Recent studies have demonstrated the stratification of patients with myositis-associated ILD into more homogeneous groups based on the disease behavior and myositis-specific autoantibody (MSA) profile, leading to better prognoses and prevention of the burden of organ damage. This review introduces a new paradigm in the management of myositis-associated ILD based on research findings from relevant literature selected by a search of PubMed as of January 2023, as well as expert opinions.

Expert opinion

Managing strategies for myositis-associated ILD are being established to stratify patients based on the severity of ILD and the prediction of prognosis based on the disease behavior and MSA profile. The development of a precision medicine treatment approach will provide benefits to all relevant communities.

Article highlights

  • Interstitial lung disease (ILD) is the leading cause of mortality in idiopathic inflammatory myopathies or myositis. Clinical presentation, disease behavior, response to treatment, and prognosis are highly variable among patients with myositis-associated ILD.

  • Although all myositis patients are required to undergo screening for ILD at diagnosis or when myositis is suspected, we should prudently screen for ILD in patients with DM-related rash and myositis-specific autoantibodies (MSAs), including anti-synthetase, anti-melanoma differentiation-associated gene 5 (MDA5), or anti-small ubiquitin-like modifier activating enzyme autoantibodies.

  • Lung auscultation, chest X-ray, and pulmonary function testing (PFT), including the forced vital capacity and diffusing capacity of the lungs for carbon monoxide, should be conducted in all myositis patients regardless of the presence or absence of respiratory symptoms.

  • The measurement of MSAs is an essential assessment tool for the prediction of clinical course, treatment response, and prognosis. Anti-MDA5 antibody has the most impact on mortality among MSAs in patients with myositis-associated ILD.

  • The comprehensive evaluation of ILD by physical examination, PFT, high-resolution computed tomography, and testing for conventional biomarkers is mandatory to evaluate the status of ILD and predict the prognosis in patients with myositis-associated ILD before the initiation of induction therapy.

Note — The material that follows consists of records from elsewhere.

PR #733, opened 2024-10-24
fix(derive): Holocene action tests / fixes

clabby:
## Overview

This PR updates the action tests in `kona` to the latest version of the monorepo. It also contains small fixes. If throughout getting action tests updated, there are bigger issues, I'll stack the fixes on top of this PR.


justfile
```diff
@@ -42,7 +42,7 @@ action-tests test_name='Test_ProgramAction':
   export KONA_CLIENT_PATH="{{justfile_directory()}}/target/release-client-lto/kona"
 
   cd monorepo/op-e2e/actions/proofs && \
-    go test -run "{{test_name}}" -v ./...
+    go test -run "{{test_name}}" -v -count=1 ./...
```
refcell, line 45: Why do we set `count` to 1 here?

justfile
```diff
@@ -151,7 +151,7 @@ build-client-prestate-asterisc-image kona_tag asterisc_tag out='./prestate-artif
 
 # Clones and checks out the monorepo at the commit present in `.monorepo`
 monorepo:
-  [ ! -d monorepo ] && git clone https://github.com/ethereum-optimism/monorepo
+  ([ ! -d monorepo ] && git clone https://github.com/ethereum-optimism/monorepo) || exit 0
```
refcell, line 154: I think this change makes it so if the repo already exists, it exits... Should we not leave it so it checks out the commit?

refcell (approved):
Two questions, but otherwise changes look good

justfile
clabby: To make sure the tests always run with no cached results.

justfile
clabby: Right now it will exit still, but it won't be able to check out. If the `&&` fails, we `exit 1`. Just wanted there to be no visible error.

PR #755, opened 2024-10-30
chore(executor): Remove Upstream Utility

refcell:
### Description

Small PR to use the upstream receipt constructor in `op-alloy` added in https://github.com/alloy-rs/op-alloy/pull/165


crates/executor/src/executor/mod.rs
```diff
@@ -205,7 +205,7 @@ where
             cumulative_gas_used += result.gas_used();
 
             // Create receipt envelope.
-            let receipt = receipt_envelope_from_parts(
+            let receipt = OpReceiptEnvelope::<Log>::from_parts(
```
clabby, line 208: This is a bit dangerous, as upstream alloy allows 7702 txs through as Ithica needs it for Odyssey, but we explicitly need to disallow them. We need to make sure that we add enforcement for fork activation.

clabby (changes requested):

clabby (approved):

Issue #724, opened 2024-10-21
fix(client): Invalidate Oracle Cache on Pipeline Reorg


refcell:
### Description

Currently, `kona-client`'s caching oracle is not invalidate on reorg. This should be fixed in the [`kona_client::DerivationDriver`](https://github.com/anton-rs/kona/blob/main/bin/client/src/l1/driver.rs#L74) when a temporary error is found to match `ResetError::ReorgDetected(_, _)`, the `CachingOracle` is flushed.

refcell:
Closed by https://github.com/anton-rs/kona/pull/756

PR #756, opened 2024-10-30
feat: flush oracle cache on reorg #724

piotr-roslaniec:


bin/client/src/l1/driver.rs
```diff
@@ -280,6 +287,9 @@ where
                                         .signal(),
                                     )
                                     .await?;
+                            } else if matches!(e, ResetError::ReorgDetected(_, _)) {
+                                self.caching_oracle.as_ref().flush();
+                                self.pipeline.signal(Signal::FlushChannel).await?;
```
refcell, line 292: We will need to perform a full reset on a reorg and not just a channel flush.
Basically, we need to check inside the `else` branch below if `e` matches the `ResetError::ReorgDetected(_, _)`, then flush the caching oracle and resume with sending a reset signal.

e.g.
```rust
  } else {
      if matches!(e, ResetError::ReorgDetected(_, _)) {
            self.caching_oracle.as_ref().flush();
      }
      // Reset the pipeline to the initial L2 safe head and L1 origin,
      // and try again.
      self.pipeline
          .signal(
              ResetSignal {
                  l2_safe_head: self.l2_safe_head,
                  l1_origin: self
                      .pipeline
                      .origin()
                      .ok_or_else(|| anyhow!("Missing L1 origin"))?,
                  system_config: Some(system_config),
              }
              .signal(),
          )
          .await?;
  }
```

refcell (changes requested):
Nice work, nearly there with a few changes

refcell:
Great work @piotr-roslaniec!

clabby (approved):

PR #757, opened 2024-10-30
chore(derive): Cleanup Exports

refcell:
### Description

Cleans up exports in `kona-derive`, part of a stack.


refcell:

  • A precision medicine treatment approach is being conducted with the procedure of the stratification of mortality risk based on information on the disease behavior of ILD, MSA profile, ILD severity based on pulmonary function and ILD extent.

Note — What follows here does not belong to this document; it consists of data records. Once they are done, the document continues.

PR #759, opened 2024-10-30
chore: Derivation Import Cleanup

refcell:
### Description

Small PR to clean up imports from `kona_derive` to use the `kona_derive::prelude`.

### DIFF
--- a/crates/derive-alloy/src/pipeline.rs
+++ b/crates/derive-alloy/src/pipeline.rs
@@ -1,14 +1,6 @@
 //! Helper to construct a [DerivationPipeline] using online types.
 
-use kona_derive::{
-    attributes::StatefulAttributesBuilder,
-    pipeline::{DerivationPipeline, PipelineBuilder},
-    sources::EthereumDataSource,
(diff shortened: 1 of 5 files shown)


crates/derive-alloy/src/pipeline.rs
```diff
@@ -1,14 +1,6 @@
...
-use kona_derive::{
-    attributes::StatefulAttributesBuilder,
-    pipeline::{DerivationPipeline, PipelineBuilder},
-    sources::EthereumDataSource,
-    stages::{
-        AttributesQueue, BatchProvider, BatchStream, ChannelProvider, ChannelReader, FrameQueue,
-        L1Retrieval, L1Traversal,
-    },
-};
+use kona_derive::prelude::*;
```
clabby, line 3: Not a huge fan of importing `*`, it causes a lot more things to be linked with this module, making resulting binaries a bit bigger. Makes it a good bit harder for LLVM to do dead code elimination.

clabby (changes requested):

Issue #721, opened 2024-10-21
feat(derive): Metrics


refcell:
### Description

Metrics in `kona-derive` are a set of prometheus types that are spread across the pipeline stages using helper macros. The helper macros handle feature flagging since `metrics` are not available by default.

We want to provide a more stable and structured way for pipeline consumers to handle metrics.
Each stage should define its own metrics through a trait abstraction.
By default, pipeline construction will provide `no-op` implementations.

### Output

- [ ] Remove current metrics in `kona-derive`.
- [ ] Introduce stage-wise metricer traits with Noop Implementations.
- [ ] Introduce a `metrics` module with prometheus-backed metric collection.

steph-rs:
hey, can I take it? 🙏

refcell:
> hey, can I take it? 🙏

That would be excellent @steph-rs! We've already removed metrics from `kona-derive` and `kona-derive-alloy`. (See linked PRs below). The next step is basically to introduce a metricer trait that is able to consume metrics. I'd suggest to start by adding metrics to the top-level [`DerivationPipeline`](https://github.com/anton-rs/kona/blob/main/crates/derive/src/pipeline/core.rs#L21). Some useful metrics may be:
- Metrice the step results in the [`DerivationPipeline::step`](https://github.com/anton-rs/kona/blob/main/crates/derive/src/pipeline/core.rs#L150) method.
- Metrice the number of times the pipeline received [Reset signal](https://github.com/anton-rs/kona/blob/main/crates/derive/src/pipeline/core.rs#L94).
- Metrice the number of times the pipeline received a [FlushChannel signal](https://github.com/anton-rs/kona/blob/main/crates/derive/src/pipeline/core.rs#L119).

- Remove metrics from `kona-derive-alloy`: https://github.com/anton-rs/kona/pull/748
- Remove metrisc from `kona-derive`: https://github.com/anton-rs/kona/pull/743

PR #760, opened 2024-10-30
feat: `PipelineMetrics` common scheme, `no-op` version

steph-rs:
### Summary of Metrics Abstraction

In this PR, I've introduced a `PipelineMetrics` struct that contains trait objects for metrics (e.g., `Arc<dyn DerivationPipelineMetrics + Send + Sync>`). This allows us to pass a single metrics object through the pipeline without adding generics for each metric trait, simplifying type signatures and reducing complexity.

I implemented `DerivationPipelineMetrics` for `PipelineMetrics` by delegating the methods to the inner `derivation_pipeline_metrics` field. We also have a `PipelineMetrics::no_op()` method that provides standard no-op implementations.

### Question

Could you please review this abstraction scheme? I initially tried using generics for each metric, but this made the code too complicated. What do you think of this model? Any suggestions for improvement are welcome.


steph-rs:
subtask from #721

crates/derive/.idea/.gitignore
refcell, line 1: Can we gitignore the `.idea` directory here and in `mpt`. Probably can add a `**/.idea` to the top-level `.gitignore`.

steph-rs: oops, sorry I'll fix that

crates/derive/src/pipeline/core.rs
```diff
@@ -95,6 +106,8 @@ where
         match signal {
             s @ Signal::Reset(ResetSignal { l2_safe_head, .. }) |
             s @ Signal::Activation(ActivationSignal { l2_safe_head, .. }) => {
+                self.metrics.inc_reset_signals();
```
refcell, line 109: What do you think about using the `record_` syntax for most metrics?

e.g. instead of `inc_reset_signals()` and `inc_flush_channel_signals()`, we could use a more generic `record_signal(Signal)` method like you did below with `record_step_result(StepResult)`

refcell: This allows the metrics implementation to have more flexibility with the metric types (whether it is an increment or an observation etc etc). It may also allow for better forwards compatibility; imagine if there is a new `Signal` variant, the metrics implementation may use a histogram with the signal variants as labels, requiring no changes to be made to neither the metrics interface nor the metrics impl.

crates/derive/src/pipeline/builder.rs
```diff
@@ -127,7 +136,9 @@ where
         let l2_chain_provider = builder.l2_chain_provider.expect("chain_provider must be set");
         let dap_source = builder.dap_source.expect("dap_source must be set");
         let attributes_builder = builder.builder.expect("builder must be set");
+        let metrics = builder.metrics.expect("metrics must be set");
 
+        // todo: add metrics to the stages
```
refcell, line 141: Preference to create a sub-ticket in github issues over leaving TODO comments in the codebase.

crates/derive/src/metrics/mod.rs
```diff
@@ -0,0 +1,34 @@
...
+
+use alloc::sync::Arc;
+use core::fmt::Debug;
+
+use crate::traits::{DerivationPipelineMetrics, StepResult};
+
+/// Composite metrics struct containing metrics for all stages.
+pub struct PipelineMetrics {
+    pub(crate) derivation_pipeline_metrics: Arc<dyn DerivationPipelineMetrics + Send + Sync>,
+    // todo: add more metrics here for each stage
```
refcell, line 13: Preference to create a sub-ticket in github issues over leaving TODO comments in the codebase.

crates/derive/src/metrics/noop.rs
```diff
@@ -0,0 +1,28 @@
+use crate::{metrics::PipelineMetrics, pipeline::StepResult, traits::DerivationPipelineMetrics};
+use alloc::sync::Arc;
+
+impl PipelineMetrics {
+    /// No-op implementation for `PipelineMetrics`.
+    pub fn no_op() -> Self {
+        Self {
+            derivation_pipeline_metrics: Arc::new(NoopDerivationPipelineMetrics),
+            // todo: add more metrics here for each stage
```
refcell, line 9: Preference to create a sub-ticket in github issues over leaving TODO comments in the codebase.

steph-rs: I'll finish the no-op metrics for all stages in this PR once you've approved the abstractions schema

crates/derive/src/metrics/mod.rs
```diff
@@ -0,0 +1,34 @@
...
+mod noop;
+
+use alloc::sync::Arc;
+use core::fmt::Debug;
+
+use crate::traits::{DerivationPipelineMetrics, StepResult};
+
+/// Composite metrics struct containing metrics for all stages.
+pub struct PipelineMetrics {
+    pub(crate) derivation_pipeline_metrics: Arc<dyn DerivationPipelineMetrics + Send + Sync>,
```
refcell, line 12: I think we can remove the `Arc` here - it can be placed around the `PipelineMetrics`.

If we do this, we can then make a `PipelineMetrics::NOOP` `const`. We should use a generic here bound to `DerivationPipelineMetrics + Send + Sync`.

e.g.
```rust
impl<M> PipelineMetrics<M> where M: DerivationPipelineMetrics + Send + Sync {
    /// A no-op implementation for derivation `PipelineMetrics`.
    pub const NOOP: Self<M> = Self { 
        inner: NoopDerivationPipelineMetrics,
    };
}
```

steph-rs: I'd love to do that btw, but how should other metrics be implemented?

refcell: I see what you're saying... Let me think about this a little bit and get back to you. What you're currently proposing is to place the various stage metrics inside `PipelineMetrics` and then each stage holds a `PipelineMetrics` which implements any metrics trait required through the internal field for that stage? Is that right?

e.g.
```rust
struct AttributesQueue {
    metrics: PipelineMetrics,
    ...
}
```

```rust
PipelineMetrics {
    attributes_queue_metrics: Arc<dyn AttributesQueueMetrics + Send + Sync>,
    ...
}

impl AttributesQueueMetrics for PipelineMetrics {
   fn some_metrics_method() {
      self.attributes_queue_metrics.some_metrics_method();
   }
}
```

steph-rs: yeah, exactly
but I think there's a typo in first block:
```rust
pub struct AttributesQueue<P, AB, M>
where
    M: AttributesQueueMetrics + Send + Sync,
{
    ...
    metrics: M,
}
```

and then we could use `self.metrics.some_metrics_method()`

I'm not sure about this idea, but it can help us easily add other versions as `no-op`, or `prometheus`. I thought this was a problem we wanted to solve.

Does it make sense?

refcell: Ok, I thought you're intention of placing the various metric types inside `PipelineMetrics` was to be able to clone PipelineMetrics (doing `Arc::clone` for each internal `Arc<dyn ..>` field) and then passing it as a concrete type to each stage. This way, you could just avoid having another generic on each stage, and instead just import the trait that is implemented on the `PipelineMetrics` type.

This is why in my first block above I specific `PipelineMetrics` explicitly. And yes like you said - the problem to solve is having different metrics. since `PipelineMetrics` itself has dynamic fields, you can swap in a prometheus, or no-op, or whatever individual metrics easily, without any api changes.

Let me know if this makes sense. Happy to open a draft PR into this branch to show you a diff of what I'm getting at here.

steph-rs: Hey @refcell!
Could you please check the fixes I just pushed and the way I work with `AttributesQueueMetrics`. If it's okay with you, I'll add other no-op metrics.
But since I don't really see the whole picture of what we actually need in metrics, I will ask you to define the exact methods we want. It will be much appreciated.

steph-rs:
Hi @refcell, it's been a long time for this PR...
I just pushed all the noop metrics for each stage, please check it out.
The use of the metrics still needs some work. Please don't be afraid: all metrics are `record_*`. I did it on purpose so that we can change it and don't forget anything.
Also, I'm not quite sure about the files (I created a few in `src/traits` for each stage). 
Please let me know what you think about all this.

steph-rs:
hey guys, it's been a while. should we close this PR if it's not relevant? 
@refcell

refcell:
Hey @steph-rs super sorry about not following up on this - a lot of work has been de-prioritized and we're not committed to a consensus node yet where these metrics would be used. For now, let's close this PR and use it as a reference in the future when we do need to add metrics. Again, apologies for the confusion and lag here - failure on my part 🙇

  • Physicians need to control disease activity to prevent the deterioration of pulmonary function and minimize the risk of an acute exacerbation.

  • Appropriate management of infection is also critical during intensive immunosuppressive therapy.

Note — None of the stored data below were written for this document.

PR #764, opened 2024-10-31
Only fill blob data when there is no calldata

lightning-li:


crates/derive/src/sources/blobs.rs
```diff
@@ -170,8 +170,8 @@ impl BlobData {
         blobs: &[Box<Blob>],
         index: usize,
     ) -> Result<(), BlobDecodingError> {
-        // Do not fill if there is no calldata to fill
-        if self.calldata.as_ref().map_or(false, |data| data.is_empty()) {
+        // Do not fill if there is calldata here
+        if self.calldata.as_ref().map_or(false, |data| !data.is_empty()) {
             return Ok(());
         }
```
refcell, line 176: We want to return `Ok(())` if the data is empty. Prior to your change, this did that. If the data is empty, `map_or` returns `true` which enters the branch to `return Ok(())`. The new logic now says if the data is not empty, return Ok(()).

lightning-li: Why returning ok when calldata is empty? If the calldata is not empty, the old codes would fill the blob.data. It means the calldata and data fields are both not empty at the same time. Is this allowed? In the golang code https://github.com/ethereum-optimism/optimism/blob/6f2058c4603c389c6d30d3d8f541508ee1eccf36/op-node/rollup/derive/blob_data_source.go#L157, when the calldata is not nil, it will continue which means that if the calldata isn't empty, we shouldn't fill the blob again

refcell: Thank you for clarifying - I believe I was mistaken here. You're suggestion and relevant fix with incrementing the blob index looks correct.

refcell (approved):

PR #768, opened 2024-11-01
feat(docs): Derivation Docs

### LINKED ISSUE #554: feat(book): `kona-derive` extension docs
## Overview

`kona-derive` is a very extensible crate, allowing for swapping out stages entirely, defining custom data sources, custom DA layers, etc.

For people looking to build new protocol features, it's important for this sort of functionality to be documented at a high level so that consumers can get an idea of what they're working with, without having to crawl through the rust docs etc. The book should have a section under the Kona SDK for things like:
* Creating a new DA provider, i.e. the `DataAvailabilityProvider` trait / `kona-plasma`.
* Creating a new stage implementation that can be swapped in.
* Defining a custom payload attributes builder

These docs should be focused primarily on how to extend the pipeline to create non-canonical OP Stack features. Extending the pipeline for custom data sources is already covered @ https://anton-rs.github.io/kona/sdk/custom-backend.html

Example here being the [block executor docs](https://anton-rs.github.io/kona/sdk/exec-ext.html), though these are largely able to point towards `revm` since we re-use their handler abstractions. The derive docs should showcase the abstractions we provide.

refcell:
### Description

Document `kona-derive` in the kona book including swapping out stages, extending signals, defining custom providers, and more.

### Metadata

Fixes #554


refcell:
## 📚 $\text{Stack Overview}$

* #768 👈
* `main`

clabby (approved):
🚀

PR #787, opened 2024-11-06
feat(TrieProvider): Abstract TrieNode retrieval

hashcashier:
This PR refactors the `TrieProvider` to change the the method for fetching trie node data into one that provides `TrieNode` instances instead of raw rlp-encoded bytes:
**Before**
```rust
fn trie_node_preimage(&self, key: B256) -> Result<Bytes, Self::Error>;
```
**After**
```rust
fn trie_node_by_hash(&self, key: B256) -> Result<TrieNode, Self::Error>;
```

This allows `TrieProvider` implementations to abstract away the details of how the required instance can be created and authenticated (i.e. through RLP decoding pre-image oracle answers on-demand or otherwise). This is useful for providing entire trees as query answers, instead of single nodes with blinded children.

### DIFF
--- a/Cargo.lock
+++ b/Cargo.lock
@@ -511,6 +511,7 @@ dependencies = [
  "arrayvec",
  "derive_more",
  "nybbles",
+ "serde",
  "smallvec",
  "tracing",
 ]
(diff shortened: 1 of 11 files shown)


clabby (approved):
Fan of this change. LGTM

  • Referral to a transplantation facility is considered for younger patients with advanced or treatment-resistant ILD.

Declaration of interests

T Gono has received speaking fees from Asahi Kasei, Astellas, Boehringer Ingelheim, Bristol-Myers Squibb, Chugai, Eisai, Janssen, MBL, Nippon Shinyaku, Pfizer, and Ono Pharmaceuticals. M Kuwana holds the patent for the anti-MDA5 antibody measurement kit, and received consulting fees, speaking fees, and research grants from AbbVie, argenx, Asahi Kasei, Astellas, AstraZeneca, Boehringer-Ingelheim, Bayer, Chugai, Eisai, Corbus, GSK, Janssen, Kissei, MBL, Mitsubishi Tanabe, Mochida, Nippon Shinyaku, Pfizer, and Ono Pharmaceuticals. The authors have no other relevant affiliations or financial involvement with any organization or entity with a financial interest in or financial conflict with the subject matter or materials discussed in the manuscript apart from those disclosed.

Reviewer discloses

Peer reviewers on this manuscript have no relevant financial or other relationships to disclose.

Additional information

Funding

This work was supported by Grants-in-Aid for Scientific Research from the Japan Society for the Promotion of Science 22K08553.The funders had no role in the study design, data collection and analysis, decision to publish, or preparation of the manuscript.